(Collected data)
────────────────

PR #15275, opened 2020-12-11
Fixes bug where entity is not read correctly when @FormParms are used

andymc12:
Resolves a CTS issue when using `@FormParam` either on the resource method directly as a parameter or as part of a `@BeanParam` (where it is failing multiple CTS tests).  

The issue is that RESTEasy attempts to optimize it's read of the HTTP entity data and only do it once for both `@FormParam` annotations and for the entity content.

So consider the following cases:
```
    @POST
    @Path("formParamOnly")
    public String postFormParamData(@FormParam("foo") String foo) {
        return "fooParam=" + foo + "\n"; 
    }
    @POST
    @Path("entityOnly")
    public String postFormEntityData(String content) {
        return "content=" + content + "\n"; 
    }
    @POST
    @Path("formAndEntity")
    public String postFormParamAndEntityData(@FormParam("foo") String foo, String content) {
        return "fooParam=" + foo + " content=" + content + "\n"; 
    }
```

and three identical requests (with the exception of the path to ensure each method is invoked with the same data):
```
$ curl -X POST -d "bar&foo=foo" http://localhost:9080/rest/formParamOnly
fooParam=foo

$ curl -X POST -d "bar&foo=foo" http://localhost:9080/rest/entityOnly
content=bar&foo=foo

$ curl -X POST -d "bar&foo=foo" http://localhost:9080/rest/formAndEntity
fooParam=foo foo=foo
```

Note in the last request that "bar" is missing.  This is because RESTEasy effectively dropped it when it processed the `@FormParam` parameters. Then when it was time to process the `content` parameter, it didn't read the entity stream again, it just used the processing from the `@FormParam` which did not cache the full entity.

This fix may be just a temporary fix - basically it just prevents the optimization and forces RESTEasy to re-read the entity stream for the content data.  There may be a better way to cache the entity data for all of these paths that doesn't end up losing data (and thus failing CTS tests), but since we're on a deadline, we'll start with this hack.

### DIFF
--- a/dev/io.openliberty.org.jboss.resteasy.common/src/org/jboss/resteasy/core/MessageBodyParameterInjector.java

────────────────

What is expected -
Copy out, from the records above, every line that holds the string "content".

Task response -
The issue is that RESTEasy attempts to optimize it's read of the HTTP entity data and only do it once for both `@FormParam` annotations and for the entity content.
    public String postFormEntityData(String content) {
        return "content=" + content + "\n"; 
    public String postFormParamAndEntityData(@FormParam("foo") String foo, String content) {
        return "fooParam=" + foo + " content=" + content + "\n"; 
content=bar&foo=foo
Note in the last request that "bar" is missing.  This is because RESTEasy effectively dropped it when it processed the `@FormParam` parameters. Then when it was time to process the `content` parameter, it didn't read the entity stream again, it just used the processing from the `@FormParam` which did not cache the full entity.
This fix may be just a temporary fix - basically it just prevents the optimization and forces RESTEasy to re-read the entity stream for the content data.  There may be a better way to cache the entity data for all of these paths that doesn't end up losing data (and thus failing CTS tests), but since we're on a deadline, we'll start with this hack.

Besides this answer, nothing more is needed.